TASK REQUIREMENTS — Your answer should be the entries, repeated exactly.

== DATA PROVIDED ==

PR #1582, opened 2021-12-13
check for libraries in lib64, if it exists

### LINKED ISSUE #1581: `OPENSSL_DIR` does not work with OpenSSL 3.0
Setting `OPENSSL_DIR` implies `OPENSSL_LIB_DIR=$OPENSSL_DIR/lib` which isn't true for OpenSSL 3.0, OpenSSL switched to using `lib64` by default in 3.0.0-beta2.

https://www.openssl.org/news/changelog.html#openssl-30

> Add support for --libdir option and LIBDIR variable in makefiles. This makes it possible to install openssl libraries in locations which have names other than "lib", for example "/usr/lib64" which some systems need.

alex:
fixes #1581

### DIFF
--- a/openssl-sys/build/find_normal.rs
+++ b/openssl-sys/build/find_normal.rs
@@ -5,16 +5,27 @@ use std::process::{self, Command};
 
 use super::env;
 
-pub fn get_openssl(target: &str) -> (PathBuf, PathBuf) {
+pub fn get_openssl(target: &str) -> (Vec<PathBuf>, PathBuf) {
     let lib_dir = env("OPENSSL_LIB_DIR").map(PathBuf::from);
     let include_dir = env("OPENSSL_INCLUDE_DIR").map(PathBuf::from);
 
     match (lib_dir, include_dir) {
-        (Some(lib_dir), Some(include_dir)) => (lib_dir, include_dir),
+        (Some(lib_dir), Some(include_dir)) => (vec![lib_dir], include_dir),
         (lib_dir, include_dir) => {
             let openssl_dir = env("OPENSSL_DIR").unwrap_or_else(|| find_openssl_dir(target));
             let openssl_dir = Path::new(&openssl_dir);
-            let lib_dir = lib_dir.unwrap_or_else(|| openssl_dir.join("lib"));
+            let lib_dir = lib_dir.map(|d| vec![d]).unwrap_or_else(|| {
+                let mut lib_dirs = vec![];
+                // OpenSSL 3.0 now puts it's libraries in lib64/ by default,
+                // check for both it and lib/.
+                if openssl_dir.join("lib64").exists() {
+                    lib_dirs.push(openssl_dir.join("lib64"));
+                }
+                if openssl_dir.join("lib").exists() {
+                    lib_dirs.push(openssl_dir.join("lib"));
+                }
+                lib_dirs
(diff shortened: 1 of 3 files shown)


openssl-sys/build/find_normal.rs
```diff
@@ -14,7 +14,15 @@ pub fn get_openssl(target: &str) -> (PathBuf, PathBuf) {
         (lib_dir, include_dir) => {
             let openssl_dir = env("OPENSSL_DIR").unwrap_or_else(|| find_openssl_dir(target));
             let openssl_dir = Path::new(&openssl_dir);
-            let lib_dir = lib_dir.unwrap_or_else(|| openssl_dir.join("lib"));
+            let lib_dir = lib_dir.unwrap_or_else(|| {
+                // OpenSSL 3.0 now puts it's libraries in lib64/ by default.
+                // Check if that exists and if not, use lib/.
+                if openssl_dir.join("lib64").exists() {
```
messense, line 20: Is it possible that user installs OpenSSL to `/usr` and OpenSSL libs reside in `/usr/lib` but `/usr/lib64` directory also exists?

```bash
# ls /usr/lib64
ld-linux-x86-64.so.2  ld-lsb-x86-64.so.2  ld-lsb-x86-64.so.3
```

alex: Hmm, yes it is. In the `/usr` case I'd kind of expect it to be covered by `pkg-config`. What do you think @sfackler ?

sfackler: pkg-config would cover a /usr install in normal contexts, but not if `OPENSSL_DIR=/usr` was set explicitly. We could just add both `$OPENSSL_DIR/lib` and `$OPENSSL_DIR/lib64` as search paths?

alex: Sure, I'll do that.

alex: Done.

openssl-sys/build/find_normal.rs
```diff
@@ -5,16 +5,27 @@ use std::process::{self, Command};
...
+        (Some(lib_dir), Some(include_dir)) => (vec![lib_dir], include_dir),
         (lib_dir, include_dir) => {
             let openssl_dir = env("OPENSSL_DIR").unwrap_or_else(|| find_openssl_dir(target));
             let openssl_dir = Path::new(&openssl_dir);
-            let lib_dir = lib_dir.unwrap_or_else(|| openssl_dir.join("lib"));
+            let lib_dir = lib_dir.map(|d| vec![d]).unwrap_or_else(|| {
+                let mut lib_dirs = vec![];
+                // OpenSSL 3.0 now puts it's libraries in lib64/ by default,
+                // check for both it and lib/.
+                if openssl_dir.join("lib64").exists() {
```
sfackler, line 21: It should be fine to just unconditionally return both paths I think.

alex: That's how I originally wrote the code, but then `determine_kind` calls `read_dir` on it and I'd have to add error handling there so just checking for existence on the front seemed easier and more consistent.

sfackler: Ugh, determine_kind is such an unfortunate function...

===

YOUR RESPONSE —
PR #1582, opened 2021-12-13
check for libraries in lib64, if it exists

### LINKED ISSUE #1581: `OPENSSL_DIR` does not work with OpenSSL 3.0
Setting `OPENSSL_DIR` implies `OPENSSL_LIB_DIR=$OPENSSL_DIR/lib` which isn't true for OpenSSL 3.0, OpenSSL switched to using `lib64` by default in 3.0.0-beta2.

https://www.openssl.org/news/changelog.html#openssl-30

> Add support for --libdir option and LIBDIR variable in makefiles. This makes it possible to install openssl libraries in locations which have names other than "lib", for example "/usr/lib64" which some systems need.

alex:
fixes #1581

### DIFF
--- a/openssl-sys/build/find_normal.rs
+++ b/openssl-sys/build/find_normal.rs
@@ -5,16 +5,27 @@ use std::process::{self, Command};
 
 use super::env;
 
-pub fn get_openssl(target: &str) -> (PathBuf, PathBuf) {
+pub fn get_openssl(target: &str) -> (Vec<PathBuf>, PathBuf) {
     let lib_dir = env("OPENSSL_LIB_DIR").map(PathBuf::from);
     let include_dir = env("OPENSSL_INCLUDE_DIR").map(PathBuf::from);
 
     match (lib_dir, include_dir) {
-        (Some(lib_dir), Some(include_dir)) => (lib_dir, include_dir),
+        (Some(lib_dir), Some(include_dir)) => (vec![lib_dir], include_dir),
         (lib_dir, include_dir) => {
             let openssl_dir = env("OPENSSL_DIR").unwrap_or_else(|| find_openssl_dir(target));
             let openssl_dir = Path::new(&openssl_dir);
-            let lib_dir = lib_dir.unwrap_or_else(|| openssl_dir.join("lib"));
+            let lib_dir = lib_dir.map(|d| vec![d]).unwrap_or_else(|| {
+                let mut lib_dirs = vec![];
+                // OpenSSL 3.0 now puts it's libraries in lib64/ by default,
+                // check for both it and lib/.
+                if openssl_dir.join("lib64").exists() {
+                    lib_dirs.push(openssl_dir.join("lib64"));
+                }
+                if openssl_dir.join("lib").exists() {
+                    lib_dirs.push(openssl_dir.join("lib"));
+                }
+                lib_dirs
(diff shortened: 1 of 3 files shown)


openssl-sys/build/find_normal.rs
```diff
@@ -14,7 +14,15 @@ pub fn get_openssl(target: &str) -> (PathBuf, PathBuf) {
         (lib_dir, include_dir) => {
             let openssl_dir = env("OPENSSL_DIR").unwrap_or_else(|| find_openssl_dir(target));
             let openssl_dir = Path::new(&openssl_dir);
-            let lib_dir = lib_dir.unwrap_or_else(|| openssl_dir.join("lib"));
+            let lib_dir = lib_dir.unwrap_or_else(|| {
+                // OpenSSL 3.0 now puts it's libraries in lib64/ by default.
+                // Check if that exists and if not, use lib/.
+                if openssl_dir.join("lib64").exists() {
```
messense, line 20: Is it possible that user installs OpenSSL to `/usr` and OpenSSL libs reside in `/usr/lib` but `/usr/lib64` directory also exists?

```bash
# ls /usr/lib64
ld-linux-x86-64.so.2  ld-lsb-x86-64.so.2  ld-lsb-x86-64.so.3
```

alex: Hmm, yes it is. In the `/usr` case I'd kind of expect it to be covered by `pkg-config`. What do you think @sfackler ?

sfackler: pkg-config would cover a /usr install in normal contexts, but not if `OPENSSL_DIR=/usr` was set explicitly. We could just add both `$OPENSSL_DIR/lib` and `$OPENSSL_DIR/lib64` as search paths?

alex: Sure, I'll do that.

alex: Done.

openssl-sys/build/find_normal.rs
```diff
@@ -5,16 +5,27 @@ use std::process::{self, Command};
...
+        (Some(lib_dir), Some(include_dir)) => (vec![lib_dir], include_dir),
         (lib_dir, include_dir) => {
             let openssl_dir = env("OPENSSL_DIR").unwrap_or_else(|| find_openssl_dir(target));
             let openssl_dir = Path::new(&openssl_dir);
-            let lib_dir = lib_dir.unwrap_or_else(|| openssl_dir.join("lib"));
+            let lib_dir = lib_dir.map(|d| vec![d]).unwrap_or_else(|| {
+                let mut lib_dirs = vec![];
+                // OpenSSL 3.0 now puts it's libraries in lib64/ by default,
+                // check for both it and lib/.
+                if openssl_dir.join("lib64").exists() {
```
sfackler, line 21: It should be fine to just unconditionally return both paths I think.

alex: That's how I originally wrote the code, but then `determine_kind` calls `read_dir` on it and I'd have to add error handling there so just checking for existence on the front seemed easier and more consistent.

sfackler: Ugh, determine_kind is such an unfortunate function...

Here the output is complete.